Message ID | 20241112170050.1612998-3-hch@lst.de (mailing list archive) |
---|---|
State | New |
Headers | show |
Series | [1/2] block: remove the write_hint field from struct request | expand |
On 12/11/2024 17:00, Christoph Hellwig wrote: > if (rq->bio->bi_write_hint != bio->bi_write_hint) > return false; > + if (rq->bio->bi_ioprio != bio->bi_ioprio) At this point bio_prio() looks to only be used in md code. Is it worth deleting that wrapper? I doubt its value. And at many points bio->bi_ioprio is written without using bio_set_prio(), so I doubt the use of that one as well.. I do realize that all this is outside the scope of this series. > + return false; > } > > - if (rq->ioprio != bio_prio(bio)) > - return false; > -
On 11/12/24 9:00 AM, Christoph Hellwig wrote: > The request ioprio is only initialized from the first attached bio, > so requests without a bio already never set it. Directly use the > bio field instead. Reviewed-by: Bart Van Assche <bvanassche@acm.org>
On Tue, Nov 12, 2024 at 06:22:24PM +0000, John Garry wrote: > And at many points bio->bi_ioprio is written without using bio_set_prio(), > so I doubt the use of that one as well.. > > I do realize that all this is outside the scope of this series. Agreed to all of the above. If anyone is in for an easy cleanup, go for it!

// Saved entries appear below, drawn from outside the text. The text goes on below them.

PR #2909, opened 2020-02-04
elf: search for host libraries within search paths

sergiusens:
A regression was introduced with commit 76e8a3f3f1c3f69d957b2806c9387ac3c57e926a
which considered elf files on the host system to be valid. Additionally, since
the host-found libraries were absolute paths, an os.path.join suffixing the
search paths snapcraft cared about were ignored.

A unit test which considers this scenario was added.

LP: #1860766

-----

### DIFF
--- a/snapcraft/internal/elf.py
+++ b/snapcraft/internal/elf.py
@@ -211,7 +211,7 @@ class Library:
 
         valid_search_paths = [p for p in self.search_paths if os.path.exists(p)]
         in_search_paths = any(
-            [self.soname_path.startswith(p) for p in valid_search_paths]
+            self.soname_path.startswith(p) for p in valid_search_paths
         )
 
         # Expedite path crawling if we have a valid elf file that lives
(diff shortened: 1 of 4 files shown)


snapcraft/internal/elf.py
```diff
@@ -209,18 +209,23 @@ def _crawl_for_path(self) -> str:
 
         logger.debug("Crawling to find soname {!r}".format(self.soname))
 
-        if self._is_valid_elf(self.soname_path):
+        valid_search_paths = [p for p in self.search_paths if os.path.exists(p)]
+        in_search_paths = any(
+            [self.soname_path.startswith(p) for p in valid_search_paths]
```
cjp256: Not that it matters here, but I think in this would be a good case for a generator (lose the list brackets):
`any(self.soname_path.startswith(p) for p in valid_search_paths)`

sergiusens: I am a fan of generators in general

PR #2923, opened 2020-02-09
requirements: Update PyYAML requirement to 5.3

NickZ:

-----

They are no longer providing updated wheels for windows for newer python versions (>3.7). This updates snapcraft to use 5.3 instead, which is the current version and is being provided updated wheels for newer python versions.

### DIFF
--- a/requirements.txt
+++ b/requirements.txt
@@ -3,9 +3,7 @@ click-config-file==0.5.0
 configparser==3.5.0
 jsonschema==2.5.1
 progressbar33==2.4
-https://pyyaml.org/download/pyyaml/PyYAML-5.3-cp37-cp37m-win_amd64.whl; sys_platform == 'win32' and python_version == "3.7"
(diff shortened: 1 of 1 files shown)


cjp256:
I did some testing and i don't think you need to point to the wheels.

`PyYAML==5.3` worked just fine for me with Windows and python3.8.

NickZ:
It installs, yes, but I had previously gotten errors when using snapcraft with the version being installed from pip complaining that it wasn't compiled with libyaml bindings; was that not the case for you?

cjp256:
> It installs, yes, but I had previously gotten errors when using snapcraft with the version being installed from pip complaining that it wasn't compiled with libyaml bindings; was that not the case for you?

I think snapcraft raised a RuntimeError of that sort when I accidentally installed the old version that way (or something like that, I'm pretty sure I noted the old version at the time?).  I can try it again.

cjp256:
FWIW In my virtualenv I uninstalled pyyaml (re-)installed.  Then re-built the subedit snap OK.

NickZ:
ah, it must be because 5.3 actually has the windows wheels in pip; I'll
take those out then.

PR #2926, opened 2020-02-11
plugin handler: process elf files only if base is specified

cjp256:
ELF files are always processed when `type: app`, where `app`
is the default type.

This causes an issue when snapd is building without specifying
the type, as it gets treated as `type: app` and its files
are processed like typical app snaps.  The schema currently
allows for this because it fails to set the default type `app`
in time for validation.

Since snapd does not have a base, check for the existence of the
base before attempting to process ELF files.  This will prevent
the error reported in LP #1857019 and allow snapd to build without
a type specified.

Once snapd moves to `type: snapd`, we can fix the schema to
ensure that the invalid configuration that led to this error
does not pass verification.

LP #1857019
LP #1862642

-----

### DIFF
--- a/snapcraft/internal/pluginhandler/__init__.py
+++ b/snapcraft/internal/pluginhandler/__init__.py
@@ -815,7 +815,7 @@ class PluginHandler:
         snap_files, snap_dirs = self.migratable_fileset_for(steps.PRIME)
         _migrate_files(snap_files, snap_dirs, self.stagedir, self.primedir)
 
-        if self._snap_type == "app":
+        if self._snap_type == "app" and self._base is not None:
             dependency_paths = self._handle_elf(snap_files)
         else:
             dependency_paths = set()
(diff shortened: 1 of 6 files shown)


snapcraft/internal/pluginhandler/__init__.py
```diff
@@ -815,7 +815,7 @@ def _do_prime(self) -> None:
         snap_files, snap_dirs = self.migratable_fileset_for(steps.PRIME)
         _migrate_files(snap_files, snap_dirs, self.stagedir, self.primedir)
 
-        if self._snap_type == "app":
+        if self._snap_type == "app" and self._base:
```
sergiusens: I don't know why, but lately I prefer `is not None` for explicit `None` checks.
This is fine though, just thought I'd mention it.

cjp256: Done

cjp256:
Added spread test.

anonymouse64:
I'm a little late to report this, but I built https://github.com/snapcore/snapd/pull/7904 with this PR (the `--channel=edge/pr-2926` thing is really cool :+1: ) and it worked fine, so we are unblocked on the snapd side as soon as this lands in the candidate channel.

PR #2927, opened 2020-02-11
requirements: uprev lxml to 4.5.0

cjp256:
Should now fetch wheel for Windows and Linux.

-----

### DIFF
--- a/.travis.yml
+++ b/.travis.yml
@@ -87,8 +87,6 @@ jobs:
             - libnacl-dev
             - libsodium-dev
             - libssl-dev
-            - libxml2-dev
-            - libxslt-dev
             - libyaml-dev
             - python3.6-dev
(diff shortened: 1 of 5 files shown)


cjp256:
Looks it it builds fine without those stage packages.  Removed!

sergiusens:
Are we sure we are using C bindings and not some slower implementation in python by going down this path?

cjp256:
I don't think so.  But I think my original PR made the most sense, so I'm going to restore that.

Even if we don't need the `-dev` packages, I think we should still install them (in case the wheel becomes no longer available).

It's probably picking up libxml2 and xslt from the host.

cjp256:
Tested the latest push (w/o xslt and xml libs) against #2952 to verify appstream is OK after removal in a minimal env.

PR #2930, opened 2020-02-11
extensions: Handle case when user-dirs.dirs exits but not user-dirs.locale

galgalesh:
This is a fix for bug https://github.com/ubuntu/snapcraft-desktop-helpers/issues/173

This reduces hot run time for `desktop-launch` on *affected systems*. Depending on the snap, this can remove 1 - 10 seconds off its hot start time.

`desktop-launch` keeps needlessly setting `needs_xdg_reload=true` when `~/.config/user-dirs.dirs` exist but `~/.config/user-dirs.locale` doesn't. This happens when a user gets the `xdg-user-dirs-gtk` dialog (after changing the system language) and checks the "Don't ask me this again" option, which removes `~/.config/user-dirs.locale` .

This patch makes sure we only set `needs_xdg_reload=true` when something actually changes and removes the hash of `~/.config/user-dirs.locale` when the file itself is removed.

Note: depending on what logic runs when `needs_xdg_reload=true`, this will have more or less impact. Snaps using extensions don't generate the mime-cache, so they won't see a drastic change. Fixing this in the `desktop-helpers` repo will have a drastic impact on snaps such as VLC (- 10 seconds hot start time), but I want to get it merged here first.

-----

### DIFF
--- a/extensions/desktop/common/desktop-exports
+++ b/extensions/desktop/common/desktop-exports
@@ -155,14 +155,19 @@ if [ "$HOME" != "$SNAP_USER_DATA" ] && ! is_subpath "$XDG_CONFIG_HOME" "$HOME"; 
   done
 fi
 
-if can_open_file "$REALHOME/.config/user-dirs.dirs" && can_open_file "$REALHOME/.config/user-dirs.locale"; then
+if can_open_file "$REALHOME/.config/user-dirs.dirs"; then
   # shellcheck disable=SC2154
   if [ "$needs_update" = true ] || [ "$needs_xdg_reload" = true ]; then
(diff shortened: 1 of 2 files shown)


sergiusens:
Thanks for the contribution. Going to let the desktop-knowledgeable folks do a first pass though (requested as reviewers)

hellsworth:
LGTM! Just one minor comment on wording.

galgalesh:
@hellsworth I can't seem to find your comment on the wording. Where did you post it?

hellsworth:
comment

@sergiusens @galgalesh not sure why this isn't showing up for you two but my here's my comment :)

PR #2932, opened 2020-02-12
elf: resolve paths in `ldd()` to purge relative path components

cjp256:
elf: resolve paths in `ldd()` to purge relative path components

ldd may return paths with relative components such as "..", e.g.:
{
    'linux-vdso.so.1': '',
    'libc.so.6': '/snap/core/current/lib/x86_64-linux-gnu/libc.so.6',
    'libnvidia-container.so.1': '/root/prime/usr/bin/../lib/x86_64-linux-gnu/libnvidia-container.so.1',
    'libcap.so.2': '/snap/core/current/lib/x86_64-linux-gnu/libcap.so.2',
    'libdl.so.2': '/snap/core/current/lib/x86_64-linux-gnu/libdl.so.2',
    'libseccomp.so.2': '/snap/core/current/lib/x86_64-linux-gnu/libseccomp.so.2'
}

(1) Resolve the paths before using them to ensure we have a consistent
values that do not look odd in potential warnings/errors (e.g.
corrupted ELF).

This also appears to expose an issue with the FakeElf fixture which
was not creating a fake "barsnap.so.2" in the core base path.  This
updates the fixture to create one in the same manner as it does for
the root libraries.

(2) In the same example above, we can see linux-vdso has an empty string.
In Ubuntu 16.04, ldd will return a slightly different formatted string
which results in an empty path for the "found" shared object path. I do
not believe it has caused a problem before attempting to use abspath
on it.

Check for the empty-string case and ignore it.  We don't need to check
linux-vdso, and calling abspath on it will resolve to the current
working directory.

### DIFF
--- a/snap/snapcraft.yaml
+++ b/snap/snapcraft.yaml
@@ -104,19 +104,3 @@ parts:
         "$SNAPCRAFT_PART_INSTALL/usr/bin/python3" -m compileall -q .
 
     after: [snapcraft-libs]
-
-  legacy-snapcraft:
-    plugin: python
-    source: https://github.com/snapcore/snapcraft.git
-    source-branch: legacy
-    source-depth: 1
-    requirements:
-        - requirements.txt
-    override-build: |
-        snapcraftctl build
-        $SNAPCRAFT_PROJECT_DIR/tools/snapcraft-override-build.sh
-
-        sed -ri 's|(lib/.*/site-packages)|legacy_snapcraft/\1|' $SNAPCRAFT_PART_INSTALL/usr/lib/python3.6/sitecustomize.py
-    organize:
-        '*': legacy_snapcraft/
-    after: [snapcraft-libs]
--- a/snap/snapcraft.yaml
+++ b/snap/snapcraft.yaml
@@ -104,3 +104,19 @@ parts:
         "$SNAPCRAFT_PART_INSTALL/usr/bin/python3" -m compileall -q .
 
     after: [snapcraft-libs]
+
+  legacy-snapcraft:
+    plugin: python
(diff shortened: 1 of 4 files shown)


cjp256:
Still debugging this error. For some reason there appears to be an empty string lib getting returned in the crystal case, which expands to the cwd by abspath.

snap/snapcraft.yaml
```diff
@@ -104,19 +104,3 @@ parts:
         "$SNAPCRAFT_PART_INSTALL/usr/bin/python3" -m compileall -q .
 
     after: [snapcraft-libs]
-
```
sergiusens: why?

cjp256: whoops, did not mean to include that.

cjp256:
> Seems to be a rogue change.
> Also, can you please do successive commits instead of amends to make it easier to review? Spotting the change is a task on itself.

Will do, sorry about that. I hadn't thought you reviewed it yet.

sergiusens:
I just did not assess, but I have been looking at this since it first came out :-)

snapcraft/internal/elf.py
```diff
@@ -35,6 +35,21 @@
 logger = logging.getLogger(__name__)
 
 
+def _ldd_resolve(soname: str, soname_path: str) -> Tuple[str, str]:
+    logger.debug(f"_ldd_resolve: {soname!r} {soname_path!r}")
+
+    # If found, resolve the path components.
+    if soname_path.startswith("/"):
```
sergiusens: can you add a comment on why this check is important? Or example output

cjp256: will do

PR #2933, opened 2020-02-12
remote-build: introduce --launchpad-snapcraft-channel option

cjp256:
It may be useful to configure Launchpad to use a specific
snapcraft channel.  This commit changes the default from "edge"
to "stable", and allows the user to configure it.

-----

### DIFF
--- a/snapcraft/cli/remote.py
+++ b/snapcraft/cli/remote.py
@@ -58,6 +58,15 @@ def remotecli():
     cls=PromptOption,
 )
 @click.option(
+    "--launchpad-snapcraft-channel",
+    default="stable",
+    metavar="<channel>",
+    nargs=1,
+    required=False,
+    type=str,
+    help="Specify Snapcraft channel for Launchpad to build with.",
+)
+@click.option(
     "--launchpad-timeout",
     metavar="<seconds>",
     type=int,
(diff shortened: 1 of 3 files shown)


cjp256:
> We agreed that we would default to the channel that snapcraft was on for this.

"channel that snapcraft was on" being "edge"? Or matching the user's host-installed channel, if available?  I just was under the impression edge was required at some point in order to function, but I'm probably wrong.

Pointing it to edge just feels like the wrong thing to do if the feature is eventually to be considered stable.  But I do like the effect of encouraging more use of edge :D

> We are currently under design review, so let's not change the CLI atm

:disappointed: Does it really matter?  I think exposing this feature is quite useful.  We can address the deltas later (it is after all still warning as experimental).

Regardless, I think it would be wise to share this change with the reviewers and allow them to provide feedback with this in mind before they've completed their review.  Though I don't know who that is.

sergiusens:
Let's just change the default to stable, I somehow missed this.
And the toggle we can discuss in that review.

sergiusens:
If you really want this, use `SNAPCRAFT_BUILD_ENVIRONMENT_CHANNEL_SNAPCRAFT` with a nice warning when used and default to stable.
This should be mostly a developer option.

cjp256:
I will open a new PR with SNAPCRAFT_BUILD_ENVIRONMENT_CHANNEL_SNAPCRAFT.

PR #179, opened 2023-03-24
feat: make project publishable on sonatype

nand4011:
Remove artifactory publishing functionality.

Add momento.publishable-java-lib.gradle.kts containing the configuration to publish to maven central. This could be modified to support multiple modules in the future.

Change the cd workflow to publish to sonatype.

Update workflow action versions.


.github/workflows/cd.yml
```diff
@@ -1,35 +1,28 @@
...
+      uses: actions/checkout@v3
       with:
         token: ${{ secrets.MOMENTO_MACHINE_USER_GITHUB_TOKEN }}
-        submodules: true
+
     - name: Set up JDK 16
-      uses: actions/setup-java@v2
+      uses: actions/setup-java@v3
       with:
         java-version: 16
```
nand4011, line 19: Is there a particular reason we aren't using an LTS version of java for this? I would prefer to switch to 17 at least.

.github/workflows/cd.yml
```diff
@@ -1,35 +1,28 @@
...
-        distribution: 'adopt'
-    - name: Grant execute permission for gradlew
-      run: chmod +x gradlew
-    - name: Build with Gradle
-      run: ./gradlew clean build
-#    - name: Run integration tests
-#      run: ./gradlew integrationTest
+        distribution: 'coretto'
```
nand4011, line 20: Since AdoptOpenJdk is no longer developed I changed to coretto. I am open to any of them, however.

.github/workflows/cd.yml
```diff
@@ -1,35 +1,28 @@
...
-    - uses: actions/checkout@v2
+    - name: Checkout project
+      uses: actions/checkout@v3
       with:
         token: ${{ secrets.MOMENTO_MACHINE_USER_GITHUB_TOKEN }}
-        submodules: true
-    - name: Set up JDK 16
-      uses: actions/setup-java@v2
+
+    - name: Set up JDK 17
```
nand4011, line 16: I updated to Java 17 since 16 wasn't an lts release. I could try 20 but that is only 3 days old.
I switched to corretto since AdoptOpenJdk isn't developed anymore. We can use any version supported by the setup java plugin if we have a strong preference. [https://github.com/actions/setup-java#supported-distributions](url)

.github/workflows/cd.yml
```diff
@@ -1,35 +1,28 @@
...
+      uses: actions/setup-java@v3
+      with:
+        java-version: 17
+        distribution: 'corretto'
```
nand4011, line 20: I switched to corretto since AdoptOpenJdk isn't developed anymore. We can use any version supported by the setup java plugin if we have a strong preference. [https://github.com/actions/setup-java#supported-distributions](url)

.github/workflows/cd.yml
cprice404: nope 17 is good

cprice404 (approved):
lgtm.  before we change this to auto-release we need to set up a "manual release" job and move the publish call over to that, but it doesn't matter to me whether you want to do that now-ish or come back to it after we get some of the collections in.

Hi Christoph, This patch causes a regression on E850-96 board. Specifically, there are two noticeable time lags when booting Debian rootfs: 1. When systemd reports this stage: "Reached target getty.target - Login Prompts." it hangs for 5 seconds or so, before going further. 2. When I'm logging in, the system hangs for 60 seconds or so before the shell prompt appears. It only seems to reproduce the first time (during the boot). My attempt to re-start the mentioned systemd target or run "login" command again worked fine. Reverting commit 6975c1a486a4 ("block: remove the ioprio field from struct request") fixes the issue for me. Do you have any ideas by chance what might be the reason? Or maybe you have any pointers on debugging it? Thanks!
On Thu, Nov 21, 2024 at 11:04:19PM -0600, Sam Protsenko wrote: > Hi Christoph, > > This patch causes a regression on E850-96 board. Specifically, there are > two noticeable time lags when booting Debian rootfs: What storage driver does this board use? Anything else interesting about the setup?
On Fri, Nov 22, 2024 at 6:04 AM Christoph Hellwig <hch@lst.de> wrote: > > On Thu, Nov 21, 2024 at 11:04:19PM -0600, Sam Protsenko wrote: > > Hi Christoph, > > > > This patch causes a regression on E850-96 board. Specifically, there are > > two noticeable time lags when booting Debian rootfs: > > What storage driver does this board use? Anything else interesting > about the setup? > It's an Exynos based board with eMMC, so it uses DW MMC driver, with Exynos glue layer on top of it, so: drivers/mmc/host/dw_mmc.c drivers/mmc/host/dw_mmc-exynos.c I'm using the regular ARM64 defconfig. Nothing fancy about this setup neither, the device tree with eMMC definition (mmc_0) is here: arch/arm64/boot/dts/exynos/exynos850-e850-96.dts FWIW, I was able to narrow down the issue to dd_insert_request() function. With this hack the freeze is gone: 8<-------------------------------------------------------------------->8 diff --git a/block/mq-deadline.c b/block/mq-deadline.c index acdc28756d9d..83d272b66e71 100644 --- a/block/mq-deadline.c +++ b/block/mq-deadline.c @@ -676,7 +676,7 @@ static void dd_insert_request(struct blk_mq_hw_ctx *hctx, struct request *rq, struct request_queue *q = hctx->queue; struct deadline_data *dd = q->elevator->elevator_data; const enum dd_data_dir data_dir = rq_data_dir(rq); - u16 ioprio = req_get_ioprio(rq); + u16 ioprio = 0; /* the same as old req->ioprio */ u8 ioprio_class = IOPRIO_PRIO_CLASS(ioprio); struct dd_per_prio *per_prio; enum dd_prio prio; 8<-------------------------------------------------------------------->8 Does it tell you anything about where the possible issue can be? Thanks!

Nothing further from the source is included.